| Activity |
Look through the entries below and show every line containing the word "function".
------------------------------
PR #3413, opened 2018-04-15
run_command: Add new kwarg 'capture'

nirbheek:
`capture: false` means we won't try to read the output at all.

Closes https://github.com/mesonbuild/meson/issues/3364

Will add docs and a release snippet if this is approved.

PR #9515, opened 2021-11-01
use typed_* args for the `run_command` function

dcbaker:
There is one strange thing about this function, we allow `build.Executable` to be passed through the type guards, even though it's actually an error to use it. We do this so that we can generate a better error message.

This also adds support for passing `Compiler` objects to any of the positional arguments of `run_command`, not just the first one.

### DIFF
--- a/mesonbuild/interpreter/interpreter.py
+++ b/mesonbuild/interpreter/interpreter.py
@@ -32,7 +32,7 @@ from ..interpreterbase import InterpreterException, InvalidArguments, InvalidCod
 from ..interpreterbase import Disabler, disablerIfNotFound
 from ..interpreterbase import FeatureNew, FeatureDeprecated, FeatureNewKwargs, FeatureDeprecatedKwargs
 from ..interpreterbase import ObjectHolder
-from ..interpreterbase.baseobjects import TYPE_nkwargs, TYPE_var, TYPE_kwargs
+from ..interpreterbase.baseobjects import TYPE_var, TYPE_kwargs
 from ..modules import ExtensionModule, ModuleObject, MutableModuleObject, NewExtensionModule, NotFoundExtensionModule
 from ..cmake import CMakeInterpreter
 from ..backend.backends import Backend, ExecutableSerialisation
@@ -721,12 +721,13 @@ external dependencies (including libraries) must go to "dependencies".''')
 
         m = 'must be a string, or the output of find_program(), files() '\
             'or configure_file(), or a compiler object; not {!r}'
+        overridden_msg = ('Program {!r} was overridden with the compiled '
+                          'executable {!r} and therefore cannot be used during '
+                          'configuration')
         expanded_args: T.List[str] = []
         if isinstance(cmd, build.Executable):
             progname = node.args.arguments[0].value
-            msg = 'Program {!r} was overridden with the compiled executable {!r}'\
-                    ' and therefore cannot be used during configuration'
-            raise InterpreterException(msg.format(progname, cmd.description()))
+            raise InterpreterException(overridden_msg.format(progname, cmd.description()))
         if isinstance(cmd, ExternalProgram):
             if not cmd.found():
                 raise InterpreterException(f'command {cmd.get_name()!r} not found or not executable')
@@ -750,15 +751,22 @@ external dependencies (including libraries) must go to "dependencies".''')
             if not prog.found():
                 raise InterpreterException(f'Program or command {cmd!r} not found or not executable')
             cmd = prog
-        for a in listify(cargs):
+        for a in cargs:
             if isinstance(a, str):
                 expanded_args.append(a)
             elif isinstance(a, mesonlib.File):
                 expanded_args.append(a.absolute_path(srcdir, builddir))
             elif isinstance(a, ExternalProgram):
                 expanded_args.append(a.get_path())
+            elif isinstance(a, compilers.Compiler):
+                FeatureNew.single_use('Compiler object as a variadic argument to `run_command`', '0.61.0', self.subproject, location=node)
+                prog = ExternalProgram(a.exelist[0], silent=True)
+                if not prog.found():
+                    raise InterpreterException(f'Program {cmd!r} not found or not executable')
+                expanded_args.append(prog.get_path())
             else:
-                raise InterpreterException('Arguments ' + m.format(a))
+                raise InterpreterException(overridden_msg.format(a.name, cmd.description()))
+
         # If any file that was used as an argument to the command
         # changes, we must re-run the configuration step.
         self.add_build_def_file(cmd.get_path())
@@ -766,6 +774,7 @@ external dependencies (including libraries) must go to "dependencies".''')
             if not os.path.isabs(a):
                 a = os.path.join(builddir if in_builddir else srcdir, self.subdir, a)
             self.add_build_def_file(a)
+
         return RunProcess(cmd, expanded_args, env, srcdir, builddir, self.subdir,
                           self.environment.get_build_command() + ['introspect'],
                           in_builddir=in_builddir, check=check, capture=capture)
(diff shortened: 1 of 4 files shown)


mesonbuild/interpreter/interpreter.py
```diff
@@ -736,15 +746,21 @@ def run_command_impl(self,
...
-        for a in listify(cargs):
+        for a in cargs:
             if isinstance(a, str):
                 expanded_args.append(a)
             elif isinstance(a, mesonlib.File):
                 expanded_args.append(a.absolute_path(srcdir, builddir))
             elif isinstance(a, ExternalProgram):
                 expanded_args.append(a.get_path())
+            elif isinstance(a, compilers.Compiler):
+                FeatureNew('Compiler boject as a variadic argument to `run_command`', '0.61.0')
```
eli-schwartz, line 757:
```suggestion
                FeatureNew('Compiler object as a variadic argument to `run_command`', '0.61.0')
```

mesonbuild/interpreter/interpreter.py
```diff
@@ -678,42 +678,52 @@ def validate_arguments(self, args, argcount, arg_types):
...
             check = False
 
-        if not isinstance(check, bool):
-            raise InterpreterException('Check must be boolean.')
-
-        env = self.unpack_env_kwarg(kwargs)
 
         m = 'must be a string, or the output of find_program(), files() '\
             'or configure_file(), or a compiler object; not {!r}'
+        overriden_msg = ('Program {!r} was overridden with the compiled '
```
eli-schwartz, line 719: overridden has two "d"s in it, so this looks odd -- although of course it's an internal implementation detail and a perfectly valid variable reference string.

dcbaker: I reworded this slightly, and used the `overrode` instead of `overridden`.

dcbaker:
And mypy is catching all the bugs :)

eli-schwartz:
Please do not delete codecov comments :D codecov will repeatedly update the existing comment, but if you delete the comment, it will repeatedly post new comments...

mesonbuild/interpreter/interpreter.py
eli-schwartz: in the prose message at least, it *needs* to be overridden.

Present: Program X is override  with the compiled"
Past: Program X is overrode with the compiled

dcbaker:
@eli-schwartz wow, that's bad behavior.

mesonbuild/interpreter/interpreter.py
dcbaker: back to overridden it is.

dcbaker:
@eli-schwartz, I've reverted the message back to the original message. How do you feel about this version?

mesonbuild/interpreter/interpreter.py
```diff
@@ -677,42 +677,51 @@ def validate_arguments(self, args, argcount, arg_types):
                 if not isinstance(actual, wanted):
                     raise InvalidArguments('Incorrect argument type.')
 
-    @FeatureNewKwargs('run_command', '0.50.0', ['env'])
-    @FeatureNewKwargs('run_command', '0.47.0', ['check', 'capture'])
-    @permittedKwargs({'check', 'capture', 'env'})
-    def func_run_command(self, node, args, kwargs):
+    # Executables aren'ta actually accepted, but we allow them here to allow for
```
eli-schwartz, line 680:
```suggestion
    # Executables aren't actually accepted, but we allow them here to allow for
```

mesonbuild/interpreter/interpreter.py
```diff
@@ -677,42 +677,51 @@ def validate_arguments(self, args, argcount, arg_types):
...
+    # better error messages when overriden
```
eli-schwartz, line 681:
```suggestion
    # better error messages when overridden
```

eli-schwartz (commented):
Typos are creeping invaders from the Dungeon Dimensions, a couple more have slipped their way in.

User-facing message looks fine I guess.

dcbaker:
It's super annoying that my spell checker insists that code files cannot be spell-checked, only "text" flies.

dcbaker:
I don't understand the msys failure, apparently some test ran that wasn't expected? but I didn't modify anything to do with that test?

eli-schwartz:
That test has been unexpectedrun on other commits as well, it's definitely not unique to this PR.

dcbaker:
Well that's good to know

eli-schwartz:
After rebasing on master the CI should stop mysteriously failing, and I think otherwise this looked fine?

mesonbuild/interpreter/interpreter.py
eli-schwartz: For the record, this seems to have been corrected in the wrong commit which makes it look a bit odd when following the commit difflog.

mesonbuild/interpreter/interpreter.py
```diff
@@ -677,42 +677,41 @@ def validate_arguments(self, args, argcount, arg_types):
...
+    # Executables aren't actually accepted, but we allow them here to allow for
+    # better error messages when overridden
     @typed_pos_args(
         'run_command',
         (build.Executable, ExternalProgram, compilers.Compiler, mesonlib.File, str),
         varargs=(build.Executable, ExternalProgram, compilers.Compiler, mesonlib.File, str))
+    @typed_kwargs(
+        'run_command',
+        KwargInfo('check', (bool, NoneType), since='0.47.0'),
+        KwargInfo('capture', bool, default=True, since='0.47.0'),
```
eli-schwartz, line 689: This was added in #3413 without reference manual documentation. :(

mesonbuild/interpreter/interpreter.py
```diff
@@ -742,15 +743,21 @@ def run_command_impl(self,
...
-        for a in listify(cargs):
+        for a in cargs:
             if isinstance(a, str):
                 expanded_args.append(a)
             elif isinstance(a, mesonlib.File):
                 expanded_args.append(a.absolute_path(srcdir, builddir))
             elif isinstance(a, ExternalProgram):
                 expanded_args.append(a.get_path())
+            elif isinstance(a, compilers.Compiler):
+                FeatureNew('Compiler object as a variadic argument to `run_command`', '0.61.0')
```
eli-schwartz, line 754: This can accept a `location=node` now, to provide line numbers for the exact place in meson.build this feature got triggered.

mesonbuild/interpreter/interpreter.py
```diff
@@ -742,15 +743,21 @@ def run_command_impl(self,
...
+                prog = ExternalProgram(a.exelist[0], silent=True)
+                if not prog.found():
+                    raise InterpreterException(f'Program {cmd!r} not found or not executable')
```
eli-schwartz, line 757: Is this actually possible? Can users get this some way other than meson.get_compiler() which only works for languages that got detected and sanity checked?

dcbaker: not sure, it may have just been me programming defensively, but I can't remember exactly why now.

mesonbuild/interpreter/interpreter.py
dcbaker: At least it'll be fixed now :D

mesonbuild/interpreter/interpreter.py
dcbaker: cool, done. Also apparently missing the `single_use` call. derp

mesonbuild/interpreter/interpreter.py
eli-schwartz: err that is to say I mean these: https://github.com/mesonbuild/meson/pull/9515#pullrequestreview-796720479

```diff
-    def func_run_command(self, node, args, kwargs):
+    # Executables aren'ta actually accepted, but we allow them here to allow for
+    # better error messages when overriden
+    @typed_pos_args(
+        'run_command',
```

Followed by:
```diff
-    @permittedKwargs({'check', 'capture', 'env'})
-    # Executables aren'ta actually accepted, but we allow them here to allow for
-    # better error messages when overriden
+    # Executables aren't actually accepted, but we allow them here to allow for
+    # better error messages when overridden
```

eli-schwartz (approved):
------------------------------
| Output of the task |
use typed_* args for the `run_command` function
There is one strange thing about this function, we allow `build.Executable` to be passed through the type guards, even though it's actually an error to use it. We do this so that we can generate a better error message.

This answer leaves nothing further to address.